Background: Oral anticoagulants (OACs) are routinely prescribed for conditions such as atrial fibrillation (AF), prosthetic heart valve replacements (VR) and venous thromboembolism (VTE). Bleeding remains an inherent risk, with spontaneous intracerebral haemorrhage (sICH) a potentially fatal consequence.
Aims: To characterise patients presenting with OAC-associated sICH over a five-year period at a tertiary neuroscience referral centre.
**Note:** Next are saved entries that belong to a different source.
PR #2289, opened 2023-01-12
Passwordless login 2FA not working

andrebispo5:
## Type of change
- [X] Bug fix
- [ ] New feature development
- [ ] Other

## Objective

When trying to login via a passwordless request to another device, if the account has 2FA enable it will be stuck in the next step and cannot successfully complete the login process.

## Code changes

Added missing parameter needed to complete 2FA login when in a login with device request.

## Before you submit


src/App/Pages/Accounts/LoginPageViewModel.cs
```diff
@@ -149,8 +149,7 @@ public async Task InitAsync()
                     Email = await _stateService.GetRememberedEmailAsync();
                 }
                 var deviceIdentifier = await _appIdService.GetAppIdAsync();
-                // TODO uncomment to enable login with device
-                //IsKnownDevice = await _apiService.GetKnownDeviceAsync(Email, deviceIdentifier);
+                IsKnownDevice = await _apiService.GetKnownDeviceAsync(Email, deviceIdentifier);
```
fedemkr, line 152: just in case, is this ok to be enabled?

fedemkr (commented):
LGTM, but could you corroborate that enabling login with device is the desired behavior? Cause I don't see it mentioned on the Objective nor the Code changes of the PR.

src/App/Pages/Accounts/LoginPageViewModel.cs
andrebispo5: It needs to be enabled in order for QA to test it here in the branch. But when the time comes to be merged, i should be good to be enabled.

fedemkr (approved):

PR #2293, opened 2023-01-13
[PS-2249] Implement Argon2

quexten:
## Type of change
- [ ] Bug fix
- [x] New feature development
- [ ] Other

## Objective
This PR implements basic argon2id support. For now, only memory is configurable (and stored in the user's kdfIterations). There is also a[ Community discussion thread](https://community.bitwarden.com/t/argon2-kdf-support/48825). I tested it only on Android, as I do not have a working iOS setup, but as it is the same iteration, it *should* work.

## Code changes
- Android.csproj, iOS.csproj: Add the Argon2 library. For the library I went by the one with the most stars on GitHub for C#. 
- KdfType.cs: We add argon2id as the KdfType with id 2 (since I already used id 1 in the scrypt pull request).
- CryptoPrimitiveService.cs (iOS, Android), ICryptoPrimitiveService.cs: Implement argon2 calls
- ICryptoFunctionService.cs, PclCryptoFunctionService.cs: Implement argon2 calls
- CryptoService.cs: Add the case for argon2id. For now, memory is set to the user's kdfIterations. Parallelism and iterations are constants, though this is also the place to load them from a future "kdfOptions" object (possibly added in a later pull request?).


quexten:
As discussed in the scrypt pull request, we might want to switch to argon2 bindings instead of using the pure C# implementation.

Currently, the pull request uses https://github.com/mheyman/Isopoh.Cryptography.Argon2
It is based on the original phc C implementation, but rewritten in C#/.NET Core. The advantage is that "just works" on Android and iOS without doing anything more. Wherever C# runs (which is required for the app anyways), the implementation runs.

I had a brief look at the available libraries for bindings here are my findings so far:
Bouncycastle on Java has support for argon2, but the C# bouncycastle implementation does not. There is an open issue tracking this, but no progress on this whatsoever: https://github.com/bcgit/bc-csharp/issues/202

https://github.com/CalebABG/Argon2Bindings just wraps the original C library, but it is marked as experimental and does not even have a NuGet package.

https://github.com/modernuo/Argon2.Bindings does have a NuGet package, but only supports the x64 architecture which means it is unsuitable for Android/iOS.

https://github.com/alipha/csharp-argon2 These bindings have not been updated for 6 years and also only support x86/x86_64 so far.

A few more C# based implementations (not bindings):
https://github.com/kmaragon/Konscious.Security.Cryptography
https://github.com/ron4fun/SharpHash
https://github.com/TimothyMeadows/Argon2.NetCore

To summarize, if we want to use the original C library, we would have to modify the existing C# bindings packages to compile for iOS and Android (and possibly multiple platforms on Android as there are different ARM architectures, x86_64 and possibly RISC-V in the future).
Basically, I think this is more trouble than it is worth compared to just using a C# implementation. Any thoughts @kspearrin ?

kspearrin:
@quexten what about https://github.com/ektrah/nsec ? This wraps libsodium, which I believe wraps the native argon2  library?

quexten:
> @quexten what about https://github.com/ektrah/nsec ? This wraps libsodium, which I believe wraps the native argon2 library?

Don't think this supports Xamarin builds.
https://github.com/ektrah/nsec/issues/16
Supported platforms only list Windows, Mac, Linux:
https://nsec.rocks/docs/install

kspearrin:
Thanks for looking into it. I’ll spend some time seeing if I can add some iOS and android architectures to one of these libs, or make something of our own. I really don’t like the idea of having someone reimplement the algorithm in C# like the current library is doing.

quexten:
Yeah, understandable. I can't help with iOS, as I don't have an iOS build setup, but I'm happy to help on Android.

By the way, what do you think about wrapping the java (android) wrappers from https://github.com/signalapp/Argon2 in C#? They already compile the original C implementation and wrap it, and it might be simpler to create a C# wrapper for these android/ios libraries, compared to building the C library for all platforms.

kspearrin:
Not a bad idea to explore if you like. Might make it easier, but not sure if we have any extra overhead. Looks like the same library has the bindings for iOS too.

quexten:
Ok, I have updated the Android implementation to use the native bindings instead. The shared libs compiled from the original C implementation, I have copied from https://github.com/signalapp/Argon2 for now, but we can compile these ourselves of course if necessary. The rest is just a basic binding for the argon2id_hash_raw function: https://github.com/bitwarden/mobile/blob/ed4312c46b67aea5744438d8267929c00c780fae/src/Android/Services/CryptoPrimitiveService.cs#L39-L49

I expect on iOS this should not be much more difficult.

kspearrin:
@quexten This looks great. Let me work on some stuff for iOS. We might just want to move this all to a published nuget library that we can share following something like this https://learn.microsoft.com/en-us/xamarin/cross-platform/cpp/

quexten:
> @quexten I am still looking into this but am having a difficult time trying to build the `libArgon2.a` output from source for iOS arm64 and x86_64 (iOS simulator) architectures.

@kspearrin  I set up an iOS VM. The following commands seems to work (though I haven't tested the outputted executable yet):
`
# iphone simulator
export SDKROOT=/Applications/Xcode.app/Contents/Developer/Platforms/iPhoneSimulator.platform/Developer/SDKs/iPhoneSimulator.sdk
cc -std=c89 -O3 -Wall -g -Iinclude -Isrc  -pthread -march=native -target x86_64-apple-ios-simulator  -c -o src/argon2.o src/argon2.c

# iphone
export SDKROOT=/Applications/Xcode.app/Contents/Developer/Platforms/iPhoneOS.platform/Developer/SDKs/iPhoneOS.sdk
cc -std=c89 -O3 -Wall -g -Iinclude -Isrc  -pthread -target armv7-apple-ios  -c -o src/argon2.o src/argon2.c`

quexten:
After compiling for iphone arm7, arm7s, arm7 and iphone simulator, creating archives from the objects, and merging them with lipo I got a .a binary. Though I'll play around a bit with [CPPSharp](https://github.com/mono/CppSharp/blob/main/docs/UsersManual.md) first as it might make this whole process simpler.

kspearrin:
I have been able to create a `.a` binary using `xcodebuild` following Xamarin tutorials such as this one: 
https://learn.microsoft.com/en-us/xamarin/ios/platform/native-interop
and
https://learn.microsoft.com/en-us/xamarin/ios/platform/binding-objective-c/walkthrough?tabs=macos#creating-a-fat-binary

But most of these docs seem outdated and I have to make tweaks. For example, the simulator is `x86_64` now instead of `i386` architecture. We only need `arm64` architecture for the iPhone. `armv7` is no longer in use with the devices we support.

Adding the `libArgon2.a` binary that I get from `lipo` to the iOS project and trying to build with the `-gcc_flags` extra build arguments is giving me errors telling me that the native `.a` binary is for macOS and not `iPhone Simulator` (configuration I am using) with arch x86_64.

I have not been able to get past this yet. It does build for `iPhone` configuration, but I do not have a device to test that with.

kspearrin:
@quexten How did you include the `libargon.a` in the Xamarin project?

quexten:
As one of the guides you previously posted stated, I just added the libargon2.a to the project and then added the build flag: -gcc_flags "-L${ProjectDir} -largon2 -force_load ${ProjectDir}/libargon2.a" in the build settings in visual studio.

quexten:
Sample Xamarin Poject:
https://github.com/quexten/argon2-test

kspearrin:
@quexten Check out https://github.com/bitwarden/mobile/pull/2309/files . If this looks good to you, I can open the PR for review and get it merged into master and you can then merge that down into your PR here.

kspearrin:
Another option is to change your PR here to target my `argon2ios` branch instead of `master`. Then we can submit my PR for review against `master`

quexten:
> @quexten Check out https://github.com/bitwarden/mobile/pull/2309/files . If this looks good to you, I can open the PR for review and get it merged into master and you can then merge that down into your PR here.

Pull request looks good to me!
Just to make sure: Does the library also need to be compiled for WatchOS, and if so is that included in the archive on the PR?
From a blog post I got the following targets:
```
    -target x86_64-apple-watchos7.0-simulator
    -target arm64-apple-watchos7.0-simulator
    -target armv7k-apple-watchos7.0
    -target arm64_32-apple-watchos7.0
```

> Another option is to change your PR here to target my `argon2ios` branch instead of `master`. Then we can submit my PR for review against `master`

Yep. Sounds good!

kspearrin:
I confirmed that our Apple Watch implementation will not need a KDF. Can you re-target this PR to my `argon2ios` branch and I can approve it?

quexten:
I have re-targeted it, but it's still missing the changes to support changing KdfIterations, KdfMemory, and KdfParallelism. Iterations and parallelism are currently fixed on this branch. I'll implement that part, and then resolve the conflicts, so you can merge.

kspearrin:
We can do a follow up PR to support KDF memory and parallelism. That requires the changes to merge into server anyways.

quexten:
@kspearrin Okay, I at least had to change it such that instead of mis-using KdfIterations for loading memory, using Iterations instead to keep it compatible. Memory is set statically to 16MiB (slightly over OWASP minimum recommendation) and parallelism is set to 1. It is now re-based on your iOS branch.

quexten:
For the kdf extra parameters I have a basic (not yet well tested) version now. I'll submit it as a separate PR once I tested it a bit more, but in the meantime it is [quexten/mobile/argon2-kdf-options](https://github.com/quexten/mobile/tree/argon2-kdf-options).

kspearrin (approved):

PR #2299, opened 2023-01-16
[EC-1002] [BEEEP] Add ability to change language in app

fedemkr:
## Type of change
- [ ] Bug fix
- [X] New feature development
- [ ] Other

## Objective

Add ability to change the language from the app. For now it requires app restart to apply the change.

## Code changes

* **OptionsPage.xaml:** Added language picker
* **OptionsPageViewModel:** Added possibility to select a language/locale, also added system option (with null key value). This is saved into preferences.
* **MainApplication, iOSCoreHelpers:** Load the app locale if any selected and set the app culture.
* **MobileI18NService:** Added `SetCulture(...)` so that the culture can be from away the class and fixed some caps in the languages (IDK if the others should be in caps or not)
* **IPreferencesStorageService, PreferencesStorageService:** Added sync methods for Get, Save, Remove and the interface so the caller can use the synchronous way instead of the async one of the `IStorageService`. This was done to avoid needing async code for setting the culture when the app is loading which caused some race conditions and therefore some strings weren't translated correctly because the strings were being translated before the Culture was actually updated.
* **StorageMediatorService:** Added this mediator in order to interact with the storages. With this we can have sync and async methods of interaction where the logic to choose one or the other is transparent to the caller and there are also `StorageMediatorOptions` to pass.
* **StateService:** Added get/set `Locale` to here to be alike to other global settings like theming. Additionally, now it uses the aforementioned mediator to interact with the storages. For now, it's only applied to `Locale` but afterwards it'll be refactored so that the storage services are removed from here and the mediator is used for everything. Also, marked some methods as `Obsolete` so the mediator is used in new additional features.
* **Others:** Use the `StateService` to get/set the locale

## Screenshots

Language option

Language option selector

Language selected message

Language option dark theme

## Before you submit


src/Core/Abstractions/IPreferencesStorageService.cs
```diff
@@ -0,0 +1,9 @@
+﻿namespace Bit.Core.Abstractions
+{
+    public interface IPreferencesStorageService
```
mp-bw, line 3: Can we give this interface a different name? It took me a moment to wrap my head around the need for it and I think it's because the inclusion of `Preferences` led me down a weird path. Perhaps something like `SynchronousStorageService`?

fedemkr: What I like about the `Preferences` prefix is that the caller knows exactly where the data is stored, whereas with `Synchronous` it could be anywhere.
However, I see the point about causing confusion on when that should be used and your suggestion makes sense.
Either if we keep `Preferences` or we change it to `Synchronous` (or something else), I'd like to add a `summary` to the interface so that it explains it further. What do you think?
In addition, I'd like to refactor at some time the registration and interface of `IStorageService` so we don't have to keep relying on the registration key to determine which implementation is using, so we'd have additional specific interfaces for each implementation and the `IStorageService` as the base one.

mp-bw: > What I like about the Preferences prefix is that the caller knows exactly where the data is stored, whereas with Synchronous it could be anywhere.

That's exactly what I'm thinking though - we already have a preference-specific storage service that implements `IStorageService` and you're adding synchronous functionality to it via another interface that could potentially be applied to the other non-preference storage services as well if the need arises.  In addition the authority that answers the question "where is this stored" is already implemented as `_preferenceStorageKeys` in `MobileStorageService`.  Does this make sense, or is my interpretation incorrect?

src/App/Pages/Settings/OptionsPageViewModel.cs
```diff
@@ -184,19 +209,30 @@ public bool ShowAndroidAutofillSettings
...
             AutoDarkThemeSelectedIndex = AutoDarkThemeOptions.FindIndex(k => k.Key == autoDarkTheme);
+
             var defaultUriMatch = await _stateService.GetDefaultUriMatchAsync();
             UriMatchSelectedIndex = defaultUriMatch == null ? 0 :
                 UriMatchOptions.FindIndex(k => (int?)k.Key == defaultUriMatch);
+
             var clearClipboard = await _stateService.GetClearClipboardAsync();
             ClearClipboardSelectedIndex = ClearClipboardOptions.FindIndex(k => k.Key == clearClipboard);
+
+            var appLocale = _synchronousStorageService.Get<string>(Core.Constants.AppLocaleKey);
```
mp-bw, line 233: Using the storage service directly from the app without going through `_stateService` goes against the pattern established with multi-account support (even for globals).  We could add a `Synchronous` bool to `StorageOptions` and create a `GetDefaultSynchronousStorageOptionsAsync` method to `StateService` to be used from new AppLocale getter/setter methods, lining up nicely with the other app settings.  (I'm assuming this value is global since it sounds like Locale must be set on app initialization, so check out `GetThemeAsync` & `SetThemeAsync` in `StateService` for a good global reference)

fedemkr: I'll make the change, although I think that at some point we should refactor it to have the globals in some other place and leave the `StateService` for account related stuff only. I believe the `StateService` is getting gigantic and having a lot of responsabilities.

mp-bw (approved):
Nice!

Methods: Through International Classification of Diseases (ICD-10) I60.x and I61.x discharge coding data, patient events of intracranial haemorrhage (ICH) were acquired from a major hospital centre from 1 January 2018 to 20 September 2022. Inclusion criteria was confirmed OAC-use pre-admission and sICH confirmed on imaging. Exclusion criteria were bleeds related to trauma, neoplasia, incidental findings, or haemorrhagic transformations of cerebral infarcts. Baseline demographics, medical comorbidities, pre-morbid modified Rankin scale (mRS), time of hospital arrival, first brain imaging, haematoma volume and expansion, and discharge outcomes were obtained.
Results: Of 1781 ICH presentations, 72 were included (median age 79; female 36/72, 50%). OAC indications were primarily AF 52/72 (72%) and VR 12/72 (17%). Interhospital transfers (IHT) accounted for 33/72 (46%). Majority were known hypertensives 55/72 (76%). Median mRS was 1. Median ictus-to-arrival hours for primary emergency department presentations (PEDP) was 4.1, and 11.3 for IHT. Median door-to-imaging time for PEDP was 27.5 minutes. 20/72 (28%) died in hospital with a median length of stay (days) of 1.1 compared to 9.2 for survivors. Among available initial scans 33/72 (46%), fatal sICHs had a median initial sICH volume of 27 cm3 versus 7 cm3 for survivors. Majority of survivors 42/52 (81%) were discharged to a rehabilitation facility.
Conclusion: OAC-associated sICH occurred in hypertensive, elderly, fit individuals that had a high early fatality (28% in 24 hours). Timely diagnosis and effective reversal remain an important therapeutic target.